**** Dataset
PR #4686, opened 2024-08-21
Refresh camops personnel market daily

Algebro7:
Per CamOps rules, forces can attempt to recruit new personnel every maintenance/repair cycle, which is defined as 1 day. This PR makes the CamOps personnel market refresh daily. The serialization methods have been removed as it's no longer necessary to store the `daysSinceRolled` value in the XML, and previous and current saves load just fine.

Future refactoring could remove the `removePersonnelForDay()` override since it doesn't actually do anything except return the list that was passed in, but I don't think it's a good idea to mess with the interface at the moment.

@IllianiCBT  Feel free to hold off until 0.50 if you'd rather not introduce this now. Thanks!

### DIFF
--- a/MekHQ/src/mekhq/campaign/market/PersonnelMarketCampaignOps.java
+++ b/MekHQ/src/mekhq/campaign/market/PersonnelMarketCampaignOps.java
@@ -18,16 +18,13 @@
  */
 package mekhq.campaign.market;
 
-import java.io.PrintWriter;
 import java.time.LocalDate;
 import java.util.Collections;
 import java.util.List;
 
 import mekhq.campaign.personnel.enums.PersonnelRole;
-import org.w3c.dom.Node;
 
 import megamek.common.Compute;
********
Problem: The full set of records above must be retyped exactly.

Solution below:
PR #4686, opened 2024-08-21
Refresh camops personnel market daily

Algebro7:
Per CamOps rules, forces can attempt to recruit new personnel every maintenance/repair cycle, which is defined as 1 day. This PR makes the CamOps personnel market refresh daily. The serialization methods have been removed as it's no longer necessary to store the `daysSinceRolled` value in the XML, and previous and current saves load just fine.

Future refactoring could remove the `removePersonnelForDay()` override since it doesn't actually do anything except return the list that was passed in, but I don't think it's a good idea to mess with the interface at the moment.

@IllianiCBT  Feel free to hold off until 0.50 if you'd rather not introduce this now. Thanks!

### DIFF
--- a/MekHQ/src/mekhq/campaign/market/PersonnelMarketCampaignOps.java
+++ b/MekHQ/src/mekhq/campaign/market/PersonnelMarketCampaignOps.java
@@ -18,16 +18,13 @@
  */
 package mekhq.campaign.market;
 
-import java.io.PrintWriter;
 import java.time.LocalDate;
 import java.util.Collections;
 import java.util.List;
 
 import mekhq.campaign.personnel.enums.PersonnelRole;
-import org.w3c.dom.Node;
 
 import megamek.common.Compute;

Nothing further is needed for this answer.